Mississipi Burning est un film à montrer dans les établissements scolaires : c’est là son mérite, c’est là sa limite.
Document précieux sur la ségrégation américaine, il dresse un tableau effrayant de l’année 1964 dans l’état du Mississipi. L’intérêt de la construction est celui de mettre en réseau quatre communautés qui ne parviennent pas à communiquer : les Blancs affiliés au Klan, les Noirs, et parmi les fédéraux, l’individu de Washington idéaliste (Dafoe) face au flic provincial, pragmatique et plus cynique (Hackman, qui ayant beau s’empâter un peu avec l’âge, garde toujours un sourire et une présence uniques). Autour d’une traditionnelle affaire de disparition, Parker enquête davantage sur les liens et les haines qui s’exacerbent que sur la résolution, éventée dès le départ, du triple meurtre.
Les rapports fonctionnent par conflagration : l’état fédéral exacerbe les haines et les revanches sur une population noire qui préférerait ne rien dire, et le duo d’agents se déchire sur les méthodes à pratiquer. L’enquête, très longue et parsemée d’échecs, démultiplie les exemples et les victimes, pour générer un tableau effrayant de la situation. Les scènes d’exaction, répétitives et éprouvantes, sont pourtant moins efficaces que les séquences qui voient les locaux observer avec ironie la recherche des corps, et les langues se délier face aux médias. Cinquième force en présence, ceux-ci pullulent et font témoigner les blancs qui donnent un bel aperçu de la haine ordinaire ancrée dans leur éducation.
Reconstitution classieuse, interprétation à l’avenant, le film d’Alan Parker fait donc son boulot et nous indigne efficacement.

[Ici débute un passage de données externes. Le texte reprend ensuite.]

PR #10419, opened 2021-12-27
compiler_rt: add __negvsi2, __negvdi2, __negvti2

matu3ba:
- neg can only overflow, if a == MIN
- case `-0` is properly handled by hardware, so overflow check by comparing
  `a == MIN` is sufficient
- tests: MIN, MIN+1, MIN+4, -42, -7, -1, 0, 1, 7..

See #1290


matu3ba:
There is no panic handler for testing panics yet, so I left TODOs.

I tested manually the overflow case and complete range of i32.
And I checked with stage1 compiler the compiler_rt tests.

next: overflow testing with the fork workaround as suggested by Vesim.
thereafter: refactor the other ugly overflow code from LLVM

andrewrk (approved):

PR #10422, opened 2021-12-27
fchown: use the 32-bit uid/gid variant of the syscall on 32-bit linux targets.

vesim987:
Before this change it was truncating the uid and gid to u16 on 32-bit targets.


vesim987:
The CI issue on drone seems unrelated

daurnimator (approved):

daurnimator:
FYI @vesim987 it looks like you didn't sign your commit, but have set up your github profile to require it.
image

PR #10427, opened 2021-12-27
stage1: fix access of slice sentinel at comptime

### LINKED ISSUE #8286: Bug when coercing sentinel-terminated array pointer to sentinel-terminated slice
Extracted from [here](https://zigforum.org/t/sentinel-terminated-slice-creation/143/4?u=satisfiedboolean).

Consider [this playground](https://www.godbolt.org/z/KxodTo):

```zig
comptime {
    const str0 = "123";

    //_ = &str0[0]; //Uh-oh.

    const slice0: [:0]const u8 = str0;

    @compileLog(slice0.len);
    @compileLog(slice0[slice0.len]);
}
```
```zig
| 3
| 0
```

This works as expected.

Now, uncomment the line and you get an out of bounds error while indexing on `slice0`:

```zig
| 3
<source>:8:23: error: out of bounds slice
    @compileLog(slice0[slice0.len]);
                      ^
```

As if indexing on `str0` somehow removed its sentinel.

If you take an array literal instead of a string it straight up fails (probably related under the hood):

```zig
comptime {
    const str0 = &[_:0]u8 { '1', '2', '3' };

    const slice0: [:0]const u8 = str0;

    @compileLog(slice0.len);
    @compileLog(slice0[slice0.len]);
}
```
```zig
| 3
<source>:7:23: error: out of bounds slice
    @compileLog(slice0[slice0.len]);
                      ^
```

Edit: probably related to #8256

Vexu:
Closes #8286

### DIFF
--- a/src/stage1/ir.cpp
+++ b/src/stage1/ir.cpp
@@ -14982,12 +14982,16 @@ static Stage1AirInst *ir_analyze_instruction_elem_ptr(IrAnalyze *ira, Stage1ZirI
                         case ConstPtrSpecialSubArray:
                         case ConstPtrSpecialBaseArray:
                             {
+                                uint64_t array_len = ptr_field->data.x_ptr.data.base_array.array_val->type->data.array.len;
+                                if (ptr_field->data.x_ptr.data.base_array.array_val->type->data.array.sentinel != nullptr) {
+                                    array_len += 1;
+                                }
                                 size_t offset = ptr_field->data.x_ptr.data.base_array.elem_index;
                                 uint64_t new_index = offset + index;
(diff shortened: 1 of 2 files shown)


test/behavior/slice.zig
```diff
@@ -166,3 +166,21 @@ test "slicing zero length array" {
     try expect(mem.eql(u8, s1, ""));
     try expect(mem.eql(u32, s2, &[_]u32{}));
 }
+
+test "slice sentinel access at comptime" {
```
andrewrk, line 170: Looks like this test is not yet passing in stage2; if you move it to the slice_stage1.zig then you should be good to go.

Laremere:
Thanks and nice job on the quick response on this fix!

Issue #5177, opened 2020-04-26
replace `@setCold` with `@cold`


andrewrk:
Status quo:

```
@setCold(is_cold: bool) void
```
>  Tells the optimizer that a function is rarely called. 

Proposal:

```
@cold() void
```

Annotates that it is relatively uncommon for control flow to reach this point. Similar to `unreachable`, but only communicates probability. It communicates a willingness to compromise performance of the cold path in order to improve performance of the hot path.

This makes #489 unnecessary. Instead of:

```zig
if (@expect(foo, true)) {
   bar();
} else {
   baz();
}
```

With this proposal:

```zig
if (foo) {
    bar();
} else {
    @cold();
    baz();
}
```

SpexGuy:
How does this work with comptime-known coldness?  The old approach would have been:
```zig
fn foo() void {
    @setCold(comptime_foo_is_cold);
}
```
But with the new approach:
```
fn foo() void {
    if (comptime_foo_is_cold) {
        @cold(); // doesn't work, applies to the if body.
    }
    // function implementation
}
```

SpexGuy:
I guess this might work, since technically there's no scope:
fn foo() void {
    if (comptime_foo_is_cold) @cold();
    // function implementation
}

andrewrk:
That later example would still apply to the then-body of the if statement, communicating that `comptime_foo_is_cold` is unlikely. Which if the value is comptime-known is meaningless and ignored since the compiler knows precisely whether the branch is taken.

This proposal removes the ability to specify comptime-known coldness. I would be happy to reconsider if there is a convincing enough use case for comptime-known coldness.

fengb:
ZeeAlloc has manual size tuning using `@setCold`: https://github.com/fengb/zee_alloc/commit/b11ee8ee6747e292b375b2eae6df97dd2c866dbd#diff-d2841187941f93280c97ecaafd02aeb4R292

andrewrk:
Thanks for the example. OK I'll amend the proposal to have `@cold` accept a comptime argument, same as `@setCold`. So the proposal is now essentially:
 * `rename `@setCold` to `@cold`
 * make it apply per-branch-scope rather than per-function-scope

EleanorNB:
There's a solution over at #5239 -- simple configuration is concise (`@{cold};`), and doesn't look deceptively like a function call; also, comptime configuration is always possible, but not so easy that it encourages users to go insane with it.

andrewrk:
[...]

Issue #489, opened 2017-09-17
@expect() hint to optimizer


PavelVozenilek:
This is proposal for a small feature, local and isolated. Could improve code readability.

------------
Linux kernel uses macros `likely` and `unlikely` :

```
if (likely(x > 0)) { ... }
...
if (unlikely(y == NULL)) { ... }

```

These macros may improve performance a little bit and they serve as handy documentation.

Language Nim supports this functionality too, through its standard library ( https://nim-lang.org/docs/system.html#likely.t,bool ).

----------------------

**My proposal:**

Add `if+` and `if-` into the language. `if+` would signal that the path is rather likely, `if-` will suggest the flow will not go this way.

La question est de savoir dans quelle mesure la dimension didactique du film aurait pu être malmenée par davantage de subtilité. L’ensemble reste très binaire, et ce qui promettait une remise en question de l’idéalisme fédéral par le débat Hackman/Dafoe vire à la résolution brutale et frileuse à la fois. Face à l’échec de la loi et au mutisme des victimes, la méthode forte s’impose : menaces, loi du talion, pour un petit frisson revanchard du spectateur qui n’est pas à mon sens du meilleur goût. Frileux, car l’on se garde bien d’aller trop loin, se contentant de « jouer à » pendre ou castrer au rasoir, les peureux blancs craquant très vite. Il n’en demeure pas moins que c’est bien la méthode prônée pour résoudre la situation. Cette façon de reprendre les rênes d’un thriller finalement basique et de satisfaire les attentes d’un public a quelque chose de dérangeant sur un pareil thème qui méritait probablement davantage de subtilité… et donc, sûrement, de pessimisme.